(Saved data entries)
=== Section Start ===

PR #293, opened 2016-02-05
Speed Up Creates & Updates By Memoizing on encode

vintagepenguin:
Serialization is one of the slowest things that you do in Protobuf. If we already have an encoded message, then we don't need to encode it again so why not memoize it. 

@abrandoned @liveh2o @mmmries @brianstien

### DIFF
--- a/lib/protobuf/field/base_field.rb
+++ b/lib/protobuf/field/base_field.rb
@@ -194,7 +194,7 @@ module Protobuf
 
         message_class.class_eval do
           define_method(method_name) do |val|
-            @memoized_encoded = nil
+            @encode = nil
             if val.is_a?(Array)
               val = val.dup
               val.compact!
@@ -236,7 +236,7 @@ module Protobuf
 
         message_class.class_eval do
           define_method(method_name) do |val|
-            @memoized_encoded = nil
+            @encode = nil
             if val.nil? || (val.respond_to?(:empty?) && val.empty?)
               @values.delete(field.name)
             elsif field.acceptable?(val)
--- a/lib/protobuf/field/base_field.rb
+++ b/lib/protobuf/field/base_field.rb
@@ -21,7 +21,6 @@ module Protobuf
       ##
       # Attributes
       #
-
       attr_reader :message_class, :name, :options, :rule, :tag, :type_class
 
       ##
@@ -195,6 +194,7 @@ module Protobuf
 
         message_class.class_eval do
           define_method(method_name) do |val|
+            @memoized_encoded = nil
             if val.is_a?(Array)
               val = val.dup
               val.compact!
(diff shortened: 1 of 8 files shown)


lib/protobuf/message.rb
```diff
@@ -27,6 +27,11 @@ class Message
     include ::Protobuf::Message::Serialization
 
     ##
+    # Attributes
+    #
+    attr_accessor :memoized_encoded
```
abrandoned: why would we need the attr_accessor? (either of them)

lib/protobuf/message/serialization.rb
```diff
@@ -48,10 +48,12 @@ def decode_from(stream)
       # Encode this message
       #
       def encode
-        stream = ::StringIO.new
-        stream.set_encoding(::Protobuf::Field::BytesField::BYTES_ENCODING)
-        encode_to(stream)
-        stream.string
+        @memoized_encoded ||= begin
```
abrandoned: if the value is going to be memoized then we should call the instance var the same as the method

lib/protobuf/field/base_field.rb
```diff
@@ -21,7 +21,7 @@ class BaseField
       ##
       # Attributes
       #
-
+      attr_accessor :memoized_encoded
```
abrandoned: again, not sure why this is necessary

lib/protobuf/message/serialization.rb
film42: I think it would be nice to read...

```
def encode
  @encode = nil if @has_changed
  @encode ||= begin
    ...
  end
end
```

lib/protobuf/field/base_field.rb
```diff
@@ -195,6 +195,7 @@ def define_array_setter
 
         message_class.class_eval do
           define_method(method_name) do |val|
+            @memoized_encoded = nil
```
film42: I think we might want to say `@has_change = true`. It becomes more clear to me what we're trying to keep track of. That's just my opinion though.

vintagepenguin:
@film42 commenting here since the diff you commented on got deleted. 

But yeah, I think `@encode = nil` it is confusing if you're looking at this for sure. 

But the goal here it to clear out that instance variable so that when we hit the memoization in the `encode` method we know that we need to `encode` the message again because there has been a change and we know that because the `setter` was called.

film42:
@vintagepenguin It would be more clear set a flag, or call a `bust_encode_cache!` method or something. But this seems :+1: . 

Looks like you have a :cop: to fix, but then :shipit: .

goddardc:
It seems that with this change, performing operations on repeated fields is no longer handled properly after the memoized encoding has been computed.

```ruby
a.encode
a.some_repeated_field << "new-value"
a.encode # doesn't contain "new-value"
```

liveh2o:
That's definitely a problem, @goddardc. Mind writing up an issue?

goddardc:
@liveh2o Sure thing!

=== Section End ===

- TASK ITEM:
Please print the records above exactly from their first line. End with the line containing "-195,6 +194,7 @@ module Protobuf", and include it.

- ANSWER TO THIS PROBLEM:
PR #293, opened 2016-02-05
Speed Up Creates & Updates By Memoizing on encode

vintagepenguin:
Serialization is one of the slowest things that you do in Protobuf. If we already have an encoded message, then we don't need to encode it again so why not memoize it. 

@abrandoned @liveh2o @mmmries @brianstien

### DIFF
--- a/lib/protobuf/field/base_field.rb
+++ b/lib/protobuf/field/base_field.rb
@@ -194,7 +194,7 @@ module Protobuf
 
         message_class.class_eval do
           define_method(method_name) do |val|
-            @memoized_encoded = nil
+            @encode = nil
             if val.is_a?(Array)
               val = val.dup
               val.compact!
@@ -236,7 +236,7 @@ module Protobuf
 
         message_class.class_eval do
           define_method(method_name) do |val|
-            @memoized_encoded = nil
+            @encode = nil
             if val.nil? || (val.respond_to?(:empty?) && val.empty?)
               @values.delete(field.name)
             elsif field.acceptable?(val)
--- a/lib/protobuf/field/base_field.rb
+++ b/lib/protobuf/field/base_field.rb
@@ -21,7 +21,6 @@ module Protobuf
       ##
       # Attributes
       #
-
       attr_reader :message_class, :name, :options, :rule, :tag, :type_class
 
       ##
@@ -195,6 +194,7 @@ module Protobuf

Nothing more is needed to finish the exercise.